A Supposedly Safer Hair-Straightening Ingredient Could Be Damaging People’s Kidneys

A Supposedly Safer Hair-Straightening Ingredient Could Be Damaging People’s Kidneys

A woman’s hair care routine seems to have given her repeated bouts of kidney damage. In a new case study this month, her doctors describe how the woman’s use of hair-straightening products containing a certain ingredient likely injured her kidneys. The ingredient, called glyoxylic acid, has been tied to similar incidents in the past and the authors argue that its inclusion in these products should possibly be discontinued.

The case was detailed earlier this month in the New England Journal of Medicine. According to the report, the 26-year-old woman began to experience episodes of back pain, fever, vomiting, and diarrhea on days that she received hair-straightening treatments at a salon. She also reported feeling a burning sensation on her head following the treatments, which caused actual ulcers to form on the scalp. The symptoms recurred during three visits she made to the salon between 2020 to 2022 and dissipated quickly thereafter. And she reported being treated with a straightening cream that contained glyoxylic acid at each appointment.

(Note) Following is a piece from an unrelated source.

Issue #106, opened 2026-04-30
Expand and sharpen the skill set


andrew:
I cloned and read through the security skill repos doing the rounds (Trail of Bits, Sentry Warden, Latio, raptor, Phoenix, netresearch, AgentSecOps, Anthropic's reviewer, and a few of the awesome-lists). Most of what's out there is either a thin wrapper around an existing CLI (`run trivy`, `run gitleaks`, `run nmap`) or bulk-generated filler. After deduping against what we already ship, there are about eight ideas actually worth taking, four of which I think are clear wins.

For reference, we currently have 16 skills: nine that build context (metadata, repo-overview, packages, dependencies, dependents, advisories, maintainers, sbom, subprojects), three that audit code (security-deep-dive, semgrep, zizmor), and four workflow skills (triage, verify, patch, disclose). The gaps are mostly on the audit side.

The doctors’ medical tests on the woman detected lingering signs of kidney injury, such as increased creatinine levels and blood in her urine. But she didn’t seem to have an infection or other known causes of acute kidney damage, such as blockages along her urinary tract. Given the timing of the woman’s symptoms and the lack of any other explanations, the doctors say that her exposure to glyoxylic acid was the most likely culprit. But they went one step further to be sure, conducting experiments with mice.

The authors exposed the backs of some mice to the very same product used on the woman and compared them to a control group (these mice were merely smeared in petroleum jelly). The next day, tests found higher levels of creatinine in the treated mice compared to controls. And only the exposed mice had “elongated” crystals of a chemical known as calcium oxalate monohydrate in their urine as well as deposits of calcium oxalate monohydrate inside their kidneys.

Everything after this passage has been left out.